A sabatina será o primeiro teste para isso, mas os primeiros sinais já estão aí. Tome-se, por exemplo, a escolha de Weverton Rocha (PT-MA) para a relatoria. Trata-se de um ex-desafeto, que esteve em palanque adversário do ministro e integra o círculo mais próximo do presidente da Câmara, Arthur Lira (PP-AL). Como o nome de Dino foi acertado entre os Poderes, a escolha de relator também o é. Há um acordo, ainda que não se conheçam os meios com os quais Rocha será agraciado.
De tão focado na sabatina, Dino não está empenhado em fazer sucessor na Justiça. Quando sua toga estiver bem ajustada, a articulação que pretende fazer entre Executivo e Judiciário ofuscará o papel clássico do MJ.
Com a palavra, o próprio Dino, na entrevista dessa quarta: “O STF, como guardião das regras do jogo, deve ser o vetor desta harmonia no país. Este é o sentido da interlocução entre a política e o Judiciário que faço neste momento e na qual pretendo prosseguir”.

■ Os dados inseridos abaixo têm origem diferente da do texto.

PR #112, opened 2015-12-07
Reacting to verbose rename

JunTaoLuo:
Reacting to https://github.com/aspnet/Logging/pull/314.
Tested locally.

### DIFF
--- a/src/Microsoft.AspNet.DataProtection/LoggingExtensions.cs
+++ b/src/Microsoft.AspNet.DataProtection/LoggingExtensions.cs
@@ -147,43 +147,43 @@ namespace Microsoft.Extensions.Logging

O ministro tende a ser, para Lula, o que Nelson Jobim foi para Fernando Henrique Cardoso. Apresentado por Gilmar a Jobim, em 1999, foi juiz auxiliar deste na presidência do STF. Nesta condição, participou da criação do Conselho Nacional de Justiça, órgão cujo contorno traçou em sua tese de mestrado e do qual seria o primeiro secretário-geral.
Deve explorar sua participação na criação do CNJ, na sabatina, para defender sua crença na limitação de poder do Judiciário, ainda que o Conselho não exerça o controle externo do STF.
Em público, Dino chama Jobim de “ministro” e é por ele tratado como “Flávio”. De “líder” de FHC no STF, Jobim ainda integrou os governos Lula e Dilma até passar à iniciativa privada. Dino não está condenado ao mesmo destino.
Deu outra pista: “Na hora em que o presidente faz a indicação, mudo a roupa, é a roupa que vestirei sempre”. Poderia ter dito “para sempre”, mas não o fez.